Flexibility can be a trap that fuels our always-on work culture, Fong adds. Instead of powering through a late-afternoon gathering and being done for the day, he often finds himself refreshing his mobile inbox all evening or opening his laptop on Sunday to catch up on messages from colleagues who work whenever.
Colette Stallbaumer, general manager of Microsoft’s Future of Work initiative, sums it up: “How do we make it so that my flexibility isn’t your challenge?”
Ana Paula Calvo, an associate partner at McKinsey & Co., says she considers how shifting her hours can affect others. She sometimes works at night or on weekends to make up for bolting to daycare many weekdays at 5:30 p.m. At the start of any new project, she does a norm-setting session to let her team know there’s no pressure for them to work off hours.
“People know that if I get back to them at 11 at night, that doesn’t mean I’m expecting them to reply right away,” she says.
It Can Wait—Or Maybe It Can’t
Accommodating employees’ personal appointments—happy-hour yoga, a teen’s tuba lesson—can be necessary to recruit and retain top talent, several business leaders tell me. They add it sure makes getting a quorum at meetings tough, though.
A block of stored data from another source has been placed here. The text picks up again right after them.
PR #1170, opened 2025-01-17
chore(@console): remove risky console.logs

rodfsoares:
Console's logs are exposing basic auth credentials when an admin logs in. Here's an example (values manually redacted by me):
Screenshot 2025-01-17 at 10 59 48

I believe the cause is the `console.log()` in `nextauth.config.ts`. I assume this is a leftover from a debug attempt, and since it doesn't seem to offer much value in Production, I think it's best to remove it outright.

I also spotted another potentially risky instance in the SignInOrUp component, so removing that as well.

### DIFF
--- a/webapps/console/components/SignInOrUp/SignIn.tsx
+++ b/webapps/console/components/SignInOrUp/SignIn.tsx
@@ -117,7 +117,6 @@ export const SocialLogin: React.FC<{ onSocialLogin: (type: string) => Promise<vo
               await onSocialLogin("github.com");
               redirectIfNeeded(router);
             } catch (error: any) {
-              console.log(JSON.stringify(error, null, 2));
               setError(handleFirebaseError(error));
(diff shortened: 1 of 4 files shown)


webapps/console/components/SignInOrUp/SignIn.tsx
```diff
@@ -117,7 +117,6 @@ export const SocialLogin: React.FC<{ onSocialLogin: (type: string) => Promise<vo
               await onSocialLogin("github.com");
               redirectIfNeeded(router);
             } catch (error: any) {
-              console.log(JSON.stringify(error, null, 2));
               setError(handleFirebaseError(error));
```
rodfsoares, line 120: I think `handleFirebaseError()` already logs the error, so best to remove an apparently stray `console.log()`

absorbb (approved):

PR #1185, opened 2025-03-09
rotor: Enhance Redis support

dmeremyanin:
## Overview

This PR introduces key enhancements to Redis support:

1. Redis Sentinel support - automatic failover and HA for Redis instances.
2. Redis can now be used as the exclusive persistent storage solution, replacing MongoDB.
3. Metrics tracking for Redis storage.

No breaking changes introduced - it supports smooth migration from Redis to MongoDB for users who still wish to use MongoDB.

## Motivation

Our workload has shown that Redis outperforms MongoDB significantly in terms of resource efficiency. Specifically, MongoDB was consuming nearly 1 CPU core per replica and 750MB of memory at just ~250 requests per second, which we believe is excessive for such a simple use case as K/V storage.

Although Jitsu's documentation states that Redis is deprecated in favor of MongoDB, I believe this decision should be reconsidered. Based on our internal performance tests, Redis offers a more efficient solution than MongoDB for our workload. Redis' resource usage is far more optimal, making it a more suitable choice in scenarios with high-performance demands.

Supporting both MongoDB and Redis would provide greater flexibility, allowing users to choose the best storage solution for their needs. For users who don't require features like identity stitching and prefer Redis for its speed and resource efficiency, this approach would also result in more cost-effective Jitsu deployments.

### DIFF
--- a/services/rotor/src/lib/redis.ts
+++ b/services/rotor/src/lib/redis.ts
@@ -18,29 +18,66 @@ function hideSensitiveInfoFromURL(url: string) {
   return parsed.toString();
 }
 
-export function createRedis(): Redis {
-  const redisUrl = requireDefined(process.env.REDIS_URL, "env REDIS_URL is not defined");
-  log.atDebug().log(`Building redis client for ${hideSensitiveInfoFromURL(redisUrl)}`);
-  let tls: any = undefined;
+function resolveRedisConnectionOptions(
+  redisUrl: string,
+  redisSentinelAddress: string | undefined
+): Record<string, any> {
+  let sentinels: any;
+
+  if (redisSentinelAddress) {
+    sentinels = redisSentinelAddress.split(",").map(sentinel => {
+      const [host, port] = sentinel.split(":");
+      return {
+        host,
+        port: port ? parseInt(port, 10) : undefined,
+      };
+    });
+  }
+
+  let tls: any;
   if (redisUrl.startsWith("rediss://")) {
     tls = {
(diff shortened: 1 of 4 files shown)


services/rotor/src/lib/redis.ts
```diff
@@ -18,29 +18,63 @@ function hideSensitiveInfoFromURL(url: string) {
...
+}
+
+/**
+ * Example `REDIS_URL` values for a standalone Redis instance:
+ * - Standalone Redis: `redis://username:password@localhost:6379/1`
+ * - Standalone Redis with SSL: `rediss://username:password@localhost:6379/2`
+ *
+ * Example `REDIS_URL` and `REDIS_SENTINEL_ADDRESS` values for Redis Sentinel:
+ * - Redis URL: `redis://username:password@/3?name=mymaster`
+ * - Redis Sentinel Address: `sentinel1:26379,sentinel2:26379,sentinel3:26379`
```
dmeremyanin, line 60: A separate `REDIS_SENTINEL_ADDRESS` env variable is required because `ioredis` doesn't support configuring Redis Sentinel directly through the connection URL. Redis Sentinel requires a list of sentinel addresses to be passed separately.

absorbb (approved):

absorbb (approved):

absorbb:
@dmeremyanin 
Thank you. Especially for the performance data

absorbb:
also `beta` image is ready

PR #1186, opened 2025-03-14
De-duplicate getSeed generation in high throughput scenarios

ikraamg:
Adds a counter that increments with each call to getSeed()
This ensures that even if multiple calls happen at the exact same timestamp,
they will receive different seed values due to the incrementing counter.

Reasons for this solution:
- Isomorphic compatibility (No external dependencies)
- Simple but effective
- The implementation is lightweight and doesn't introduce significant overhead.
- Using `% Number.MAX_SAFE_INTEGER` ensures the counter stays within JavaScript's safe integer bounds

### DIFF
--- a/libs/jitsu-js/src/analytics-plugin.ts
+++ b/libs/jitsu-js/src/analytics-plugin.ts
@@ -942,9 +942,14 @@ export const jitsuAnalyticsPlugin = (jitsuOptions: JitsuOptions = {}, storage: P
   };
 };
 
+let seedCounter = 0;
 function getSeed() {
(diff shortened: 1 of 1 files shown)


absorbb:
Thank you.
Just curious. We have two `Math.random()` calls in `randomId` method
Do you have some cases when it is not enough?

ikraamg:
I am not exactly sure why because theoretically it seems we should not have an issue.

During some load tests (millions of events in a short timeframe) from a server to these endpoints `:url/api/s/:event_type`, we had duplicates when we relied on the Jitsu. Solved by passing in an externally generated UUID per request. 
It is probably also also caused by having hashString the same for all events we sent.

absorbb (approved):

PR #1190, opened 2025-04-01
Identity Stitching improvements

absorbb:
rotor: user-recognition: by default initiate stitching only by 'identify' even with non-empty userId
rotor: user-recognition: support IDENTIFYING_TRAITS functions env var to initiate stitching by present traits
rotor: functions chain optimizations
profile-builder: add identity stitching to transformation pipeline


vklimontovich (approved):
LGTM

PR #1192, opened 2025-04-08
rotor: performance optimizations

absorbb:
rotor: don't do excessive event copy if functions pipeline consists of just 1 function
rotor: added support for 'fastFunctions' option that disables copying of events between functions chain steps
rotor: bulker-destination: switched to undici
rotor: small tweaks


vklimontovich (approved):
LGTM

PR #1193, opened 2025-04-08
Fix/event browser html

danhemerlein:
This updates some classNames to use a string (no need for {} if no dynamic logic)
If we're not using dynamic logic or variables, just pass the string directly

This also moves the EventsBrowser to a directory in DataView. I did this so I could move some types into their own file. I would like do another push of cleaning up this file (breaking it into smaller components)

Thank you!

### DIFF
--- a/.gitignore
+++ b/.gitignore
@@ -20,3 +20,4 @@ node_modules
 /cli/build-scripts/dist/
 /libs/jsondiffpatch/coverage/
 /libs/jsondiffpatch/dist/
+/devenv-*
--- a/webapps/console/components/DataView/DataView.tsx
+++ b/webapps/console/components/DataView/DataView.tsx
@@ -96,6 +96,7 @@ export function DataView() {
       destroyInactiveTabPane={true}
       type="line"
       items={items}
+      className="w-full"
     />
   );
 }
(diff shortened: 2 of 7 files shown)


vklimontovich:
Although this PR totally make sense, we generally hesitant of making cosmetic changes and moving files around without strong reason to do so in scope of adding new features.

Speaking of `classNames`, that would make sense if we could add a prettier/linter rule to enforce that.

Looks like `react/jsx-curly-brace-presence` does exactly this, I'll try to add via separate commit

danhemerlein:
> Although this PR totally make sense, we generally hesitant of making cosmetic changes and moving files around without strong reason to do so in scope of adding new features.
> 
> Speaking of `classNames`, that would make sense if we could add a prettier/linter rule to enforce that.
> 
> Looks like `react/jsx-curly-brace-presence` does exactly this, I'll try to add via separate commit

All good thank you very much for the review @vklimontovich please feel free to close this out if it doesn't make sense. Happy to help out with new feature development - especially if it's console app related. thanks!

vklimontovich:
Here's the change: https://github.com/jitsucom/jitsu/commit/ccbc8bfb54d2750ef11633ae26a808ab696841ac

We will swap it from `warn` to `error` once all PRs are merged to avoid merge conflicts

Others, especially child-free workers, complain that their workdays have become longer and less predictable since it became widely acceptable to take breaks during normal business hours.
Maria Banach, a pharmaceutical operations director in Oregon, says she sometimes wants to call a huddle to handle a problem, only to learn that someone on the team has gone offline for a couple of hours. That might not seem very long, but her co-workers are spread across several time zones and their overlapping business hours are limited. Issues can linger overnight when one or two people step away early, Banach says, and every day is precious. The drugs her company manufactures expire 17 days after production.
“Scheduling meetings has become difficult, and I’ve learned: Do it in the morning and never on Friday,” she says.
Some executives have accepted, even embraced, the reality that little gets done from 4-6 p.m. Anthony Stephan, chief learning officer of Deloitte U.S., says recorded tutorials are now a centerpiece of the firm’s professional-development program. Getting employees together for an end-of-the-day training session is seldom an option anymore, he says. They hone new skills when they feel like it.
Stephan, a father of five, holds himself to a hard stop at 5 p.m. He initially worried that others would keep hustling after he called it a day, but he now realizes others are winding down early or right on time. For emergencies, he tells his team to put #criticalnow in an email subject line. Most things can wait until after his 5:15 a.m. workout the next morning, he figures.
At Komet U.S.A., a South Carolina-based maker of dental equipment, meetings after 4 p.m. or on Friday afternoon are against company policy, except in special circumstances. Chief Executive Mercedes Aycinena, promoted to the top job last year, introduced those calendar blocks last fall after polling the staff.
Aycinena, who has about 100 employees, usually leaves the office at 5 p.m. to spend time with her three children and then resumes work later as needed. She lets subordinates shift their hours, too, and credits flexibility with helping reduce turnover from 50% to 15% over the past year.
“I hate meetings after 4,” she says. “My brain is done.”